▶ WHAT TO DO:
What is needed is a word-for-word copy of the records below.

+ + +

PR #247, opened 2026-04-19
feat(server,tui): serve cached video preview GIFs over the API (#242)

### LINKED ISSUE #242: feat(server,tui): expose cached video preview GIFs over the API for remote gallery animation
## Summary

Follow-up to #179 / #238. The new animated preview playback works for local TUI gallery entries (when the file itself is GIF/APNG/WebP, or when a sibling `.preview.gif` exists in `~/.mold/cache/previews/`), but **server-backed entries showing MP4 outputs stay on `Loading…` forever**.

## Repro

1. `mold serve` on a remote GPU host (e.g. `hal9000`).
2. Generate an LTX-2 / LTX-Video MP4 there.
3. From a client, run `mold tui` against `MOLD_HOST=http://hal9000:7680`, open Gallery → select the MP4.

Expected: animated GIF preview plays (or at least a still frame).
Actual: `Preview` pane reads `Loading…` indefinitely.

## Root cause

`crates/mold-tui/src/app.rs::load_gallery_preview` does this for server-backed entries:

```rust
let cache_path = crate::gallery_scan::image_cache_dir().join(&filename);
// fetch_and_cache_image hits GET /api/gallery/image/<filename>
// → for an MP4 this caches raw MP4 bytes
if let Ok(img) = image::open(&cache_path) {  // fails on MP4
    …
}
```

The cached `.preview.gif` lives on the server in `~/.mold/cache/previews/<name>.preview.gif` (written by the TUI when it generates a video, and by the server's video pipeline for its own outputs), but there is no HTTP endpoint to fetch it from. So the client falls through to decoding the MP4 as an image, which fails silently.

### Server (`mold-server`)

Add `GET /api/gallery/preview/:filename` that:
- Resolves `~/.mold/cache/previews/<filename>.preview.gif` (or whatever the server's `preview_dir()` resolves to).
- 200 with `Content-Type: image/gif` + the bytes when it exists.
- 404 when the source file isn't a video, or no preview was generated.
- Reuse the streaming + ETag helpers already in `routes.rs` for `/api/gallery/image/:filename`.

Optionally extend `GET /api/capabilities` to return `{ gallery: { has_preview_gifs: bool } }` so the SPA / TUI can probe support before requesting.

### Client (`mold-tui`)

In `load_gallery_preview` for server-backed entries, when the filename's extension is one of `mp4` / `webm` / etc., fetch `/api/gallery/preview/<filename>` first. On 200 → run the bytes through the existing `crate::animation::decode_animation_bytes` + `AnimationState` install path (same as the `BackgroundEvent::GalleryPreviewReady` branch). On 404 → fall back to fetching the full file (preserves today's behavior for raster outputs).

Cache the GIF locally under the existing image cache dir (or a sibling `previews/` subdir) so we don't re-fetch on every selection.

### Web SPA

Out of scope for this issue — the web gallery already plays MP4s directly via `<video>` and doesn't need the preview GIF. The endpoint should just be safe to call from the SPA if it ever wants a lightweight loop preview.

## Why not decode MP4 on the client?

`mold_inference::ltx2::media::extract_thumbnail` can pull the first frame, but it'd pull the whole MP4 over the wire for every preview selection, and only yields a still — no animation. Serving the already-generated GIF is faster and matches what the local path does.

## Acceptance

- [ ] `GET /api/gallery/preview/<filename>` returns the cached GIF for MP4 outputs and 404 for missing/non-video items.
- [ ] TUI gallery detail view animates remote video entries the same way it animates local ones.
- [ ] Regression test: server route returns 404 when no preview GIF exists; returns the bytes when it does.
- [ ] Regression test: TUI animation install path runs for server-backed video entries.

## Context

- PR that added local-side animation: #238
- Original issue: #179
- File pointers:
  - `crates/mold-tui/src/app.rs` (`load_gallery_preview`, ~line 2640)
  - `crates/mold-tui/src/animation.rs` (decoder + `AnimationState`)
  - `crates/mold-tui/src/thumbnails.rs` (`preview_gif_path`, `preview_dir`)
  - `crates/mold-server/src/routes.rs` (existing gallery handlers to mirror)

jamesbrink:
Closes #242.

## Summary

- `GET /api/gallery/preview/:filename` in `mold-server` streams `$MOLD_HOME/cache/previews/<filename>.preview.gif` as `image/gif` when present, returns 404 otherwise. Filename is sanitized (basename only) and honors `is_output_disabled()` like the sibling gallery routes.
- TUI's server-backed `load_gallery_preview` now fetches the preview endpoint first for video entries (`mp4`/`webm`/`mov`/`mkv`), caches the bytes under `image_cache_dir()`, and installs them through the existing `BackgroundEvent::GalleryPreviewReady` animation pipeline. On 404 it falls back to the raw-file fetch so raster outputs and preview-less videos still render.
- `MoldClient::get_gallery_preview` returns `Option<Vec<u8>>` so the 404 case is a normal signal rather than an error. New TUI helpers `preview_cache_path`, `fetch_and_cache_preview`, `is_video_filename` live in `gallery_scan`.

Before this change remote TUI gallery entries for MP4 outputs sat on `Loading…` forever because the client downloaded the raw MP4 via `/api/gallery/image/:filename` and `image::open` couldn't decode it.

## Test plan

- [x] `cargo fmt`
- [x] `cargo clippy --workspace --all-targets -- -D warnings`
- [x] `cargo test -p mold-ai-server gallery_preview` — new route test (200 body + `image/gif` when preview present, 404 when missing) passes.
- [x] `cargo test -p mold-ai-tui gallery_scan` — new helper tests pass.
- [x] `cargo test --workspace` — only pre-existing flaky `device::tests::free_vram_returns_available_not_just_free_on_macos` regresses; passes on rerun in isolation (TOCTOU between two `macos_vm_stats()` syscalls, unrelated to this PR).
- [ ] Manual: run `mold serve` on a GPU host with an MP4 in the gallery + a matching `.preview.gif` under `$MOLD_HOME/cache/previews/`, then open `mold tui` against that host and confirm the detail pane animates the video entry.


jamesbrink:
Addressed both Codex findings in 55eb0ab:

**P1 — server never populated the preview cache.** `save_video_to_dir` now calls a new `save_video_preview_gif` helper that writes `video.gif_preview` to `$MOLD_HOME/cache/previews/<filename>.preview.gif` alongside the primary MP4, so the new endpoint returns real bytes for freshly generated videos instead of always 404'ing. Regression test in `crates/mold-server/src/queue.rs` pins the path layout.

**P2 — 404 fallback handed MP4 bytes to the image pipeline.** The TUI fallback now fetches the PNG thumbnail (which `/api/gallery/thumbnail/:filename` already generates via openh264 first-frame extraction for MP4s) instead of the raw video. Preview-less / older-server entries now show a decoded still instead of a blank pane.

jamesbrink:
Addressed both Codex findings in b0df8d6:

**P1 — multi-GPU path bypassed the sidecar save.** `save_video_preview_gif` is now `pub(crate)` and `gpu_worker::process_job` mirrors the single-GPU write, so `/api/gallery/preview/:filename` actually returns bytes on GPU-pool deployments (the primary target of this feature).

**P2 — orphaned sidecar leaked deleted content.** `get_gallery_preview` now requires the source MP4 under `output_dir` to still exist before serving the sidecar (404s otherwise), and `delete_gallery_image` removes the `.preview.gif` in lock-step with the thumbnail + metadata row. Regression test extended with an orphaned-sidecar fixture asserting the 404.

PR #270, opened 2026-04-24
fix(web): always-on delete, script-mode composer parity, tray-aware action bar

jdilley:
## Summary

Three UI/UX fixes to the web gallery:

- **Composer parity across modes.** The 🖼️ source-image picker and ⚙ settings icon buttons now render in a persistent toolbar above the Single/Script toggle, so they're visible in both modes. In Script mode, 🖼️ opens the picker targeted at stage 0 via a new `openStagePicker(i)` method exposed from `ScriptComposer`. The ✨ prompt enhancer remains per-stage inside each \`StageCard\`.
- **Delete is always on.** Dropped the \`MOLD_GALLERY_ALLOW_DELETE\` env gate: server always permits \`DELETE /api/gallery/image/:filename\`, \`/api/capabilities\` always returns \`{ gallery: { can_delete: true } }\`, and the SPA drops every \`canDelete\` prop/gate so the select + delete UI is always visible. TUI loopback \`mold serve\` spawn no longer sets the now-dead env var; the obsolete \`gallery_delete_toggle_reads_env_var\` and \`background_server_command_enables_gallery_delete\` tests are retired.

+ + +

▶ THE COMPLETED TASK:
PR #247, opened 2026-04-19
feat(server,tui): serve cached video preview GIFs over the API (#242)

### LINKED ISSUE #242: feat(server,tui): expose cached video preview GIFs over the API for remote gallery animation
## Summary

Follow-up to #179 / #238. The new animated preview playback works for local TUI gallery entries (when the file itself is GIF/APNG/WebP, or when a sibling `.preview.gif` exists in `~/.mold/cache/previews/`), but **server-backed entries showing MP4 outputs stay on `Loading…` forever**.

## Repro

1. `mold serve` on a remote GPU host (e.g. `hal9000`).
2. Generate an LTX-2 / LTX-Video MP4 there.
3. From a client, run `mold tui` against `MOLD_HOST=http://hal9000:7680`, open Gallery → select the MP4.

Expected: animated GIF preview plays (or at least a still frame).
Actual: `Preview` pane reads `Loading…` indefinitely.

## Root cause

`crates/mold-tui/src/app.rs::load_gallery_preview` does this for server-backed entries:

```rust
let cache_path = crate::gallery_scan::image_cache_dir().join(&filename);
// fetch_and_cache_image hits GET /api/gallery/image/<filename>
// → for an MP4 this caches raw MP4 bytes
if let Ok(img) = image::open(&cache_path) {  // fails on MP4
    …
}
```

The cached `.preview.gif` lives on the server in `~/.mold/cache/previews/<name>.preview.gif` (written by the TUI when it generates a video, and by the server's video pipeline for its own outputs), but there is no HTTP endpoint to fetch it from. So the client falls through to decoding the MP4 as an image, which fails silently.

### Server (`mold-server`)

Add `GET /api/gallery/preview/:filename` that:
- Resolves `~/.mold/cache/previews/<filename>.preview.gif` (or whatever the server's `preview_dir()` resolves to).
- 200 with `Content-Type: image/gif` + the bytes when it exists.
- 404 when the source file isn't a video, or no preview was generated.
- Reuse the streaming + ETag helpers already in `routes.rs` for `/api/gallery/image/:filename`.

Optionally extend `GET /api/capabilities` to return `{ gallery: { has_preview_gifs: bool } }` so the SPA / TUI can probe support before requesting.

### Client (`mold-tui`)

In `load_gallery_preview` for server-backed entries, when the filename's extension is one of `mp4` / `webm` / etc., fetch `/api/gallery/preview/<filename>` first. On 200 → run the bytes through the existing `crate::animation::decode_animation_bytes` + `AnimationState` install path (same as the `BackgroundEvent::GalleryPreviewReady` branch). On 404 → fall back to fetching the full file (preserves today's behavior for raster outputs).

Cache the GIF locally under the existing image cache dir (or a sibling `previews/` subdir) so we don't re-fetch on every selection.

### Web SPA

Out of scope for this issue — the web gallery already plays MP4s directly via `<video>` and doesn't need the preview GIF. The endpoint should just be safe to call from the SPA if it ever wants a lightweight loop preview.

## Why not decode MP4 on the client?

`mold_inference::ltx2::media::extract_thumbnail` can pull the first frame, but it'd pull the whole MP4 over the wire for every preview selection, and only yields a still — no animation. Serving the already-generated GIF is faster and matches what the local path does.

## Acceptance

- [ ] `GET /api/gallery/preview/<filename>` returns the cached GIF for MP4 outputs and 404 for missing/non-video items.
- [ ] TUI gallery detail view animates remote video entries the same way it animates local ones.
- [ ] Regression test: server route returns 404 when no preview GIF exists; returns the bytes when it does.
- [ ] Regression test: TUI animation install path runs for server-backed video entries.

## Context

- PR that added local-side animation: #238
- Original issue: #179
- File pointers:
  - `crates/mold-tui/src/app.rs` (`load_gallery_preview`, ~line 2640)
  - `crates/mold-tui/src/animation.rs` (decoder + `AnimationState`)
  - `crates/mold-tui/src/thumbnails.rs` (`preview_gif_path`, `preview_dir`)
  - `crates/mold-server/src/routes.rs` (existing gallery handlers to mirror)

jamesbrink:
Closes #242.

## Summary

- `GET /api/gallery/preview/:filename` in `mold-server` streams `$MOLD_HOME/cache/previews/<filename>.preview.gif` as `image/gif` when present, returns 404 otherwise. Filename is sanitized (basename only) and honors `is_output_disabled()` like the sibling gallery routes.
- TUI's server-backed `load_gallery_preview` now fetches the preview endpoint first for video entries (`mp4`/`webm`/`mov`/`mkv`), caches the bytes under `image_cache_dir()`, and installs them through the existing `BackgroundEvent::GalleryPreviewReady` animation pipeline. On 404 it falls back to the raw-file fetch so raster outputs and preview-less videos still render.
- `MoldClient::get_gallery_preview` returns `Option<Vec<u8>>` so the 404 case is a normal signal rather than an error. New TUI helpers `preview_cache_path`, `fetch_and_cache_preview`, `is_video_filename` live in `gallery_scan`.

Before this change remote TUI gallery entries for MP4 outputs sat on `Loading…` forever because the client downloaded the raw MP4 via `/api/gallery/image/:filename` and `image::open` couldn't decode it.

## Test plan

- [x] `cargo fmt`
- [x] `cargo clippy --workspace --all-targets -- -D warnings`
- [x] `cargo test -p mold-ai-server gallery_preview` — new route test (200 body + `image/gif` when preview present, 404 when missing) passes.
- [x] `cargo test -p mold-ai-tui gallery_scan` — new helper tests pass.
- [x] `cargo test --workspace` — only pre-existing flaky `device::tests::free_vram_returns_available_not_just_free_on_macos` regresses; passes on rerun in isolation (TOCTOU between two `macos_vm_stats()` syscalls, unrelated to this PR).
- [ ] Manual: run `mold serve` on a GPU host with an MP4 in the gallery + a matching `.preview.gif` under `$MOLD_HOME/cache/previews/`, then open `mold tui` against that host and confirm the detail pane animates the video entry.


jamesbrink:
Addressed both Codex findings in 55eb0ab:

**P1 — server never populated the preview cache.** `save_video_to_dir` now calls a new `save_video_preview_gif` helper that writes `video.gif_preview` to `$MOLD_HOME/cache/previews/<filename>.preview.gif` alongside the primary MP4, so the new endpoint returns real bytes for freshly generated videos instead of always 404'ing. Regression test in `crates/mold-server/src/queue.rs` pins the path layout.

**P2 — 404 fallback handed MP4 bytes to the image pipeline.** The TUI fallback now fetches the PNG thumbnail (which `/api/gallery/thumbnail/:filename` already generates via openh264 first-frame extraction for MP4s) instead of the raw video. Preview-less / older-server entries now show a decoded still instead of a blank pane.

jamesbrink:
Addressed both Codex findings in b0df8d6:

**P1 — multi-GPU path bypassed the sidecar save.** `save_video_preview_gif` is now `pub(crate)` and `gpu_worker::process_job` mirrors the single-GPU write, so `/api/gallery/preview/:filename` actually returns bytes on GPU-pool deployments (the primary target of this feature).

**P2 — orphaned sidecar leaked deleted content.** `get_gallery_preview` now requires the source MP4 under `output_dir` to still exist before serving the sidecar (404s otherwise), and `delete_gallery_image` removes the `.preview.gif` in lock-step with the thumbnail + metadata row. Regression test extended with an orphaned-sidecar fixture asserting the 404.

PR #270, opened 2026-04-24
fix(web): always-on delete, script-mode composer parity, tray-aware action bar

jdilley:
## Summary

Three UI/UX fixes to the web gallery:

- **Composer parity across modes.** The 🖼️ source-image picker and ⚙ settings icon buttons now render in a persistent toolbar above the Single/Script toggle, so they're visible in both modes. In Script mode, 🖼️ opens the picker targeted at stage 0 via a new `openStagePicker(i)` method exposed from `ScriptComposer`. The ✨ prompt enhancer remains per-stage inside each \`StageCard\`.
- **Delete is always on.** Dropped the \`MOLD_GALLERY_ALLOW_DELETE\` env gate: server always permits \`DELETE /api/gallery/image/:filename\`, \`/api/capabilities\` always returns \`{ gallery: { can_delete: true } }\`, and the SPA drops every \`canDelete\` prop/gate so the select + delete UI is always visible. TUI loopback \`mold serve\` spawn no longer sets the now-dead env var; the obsolete \`gallery_delete_toggle_reads_env_var\` and \`background_server_command_enables_gallery_delete\` tests are retired.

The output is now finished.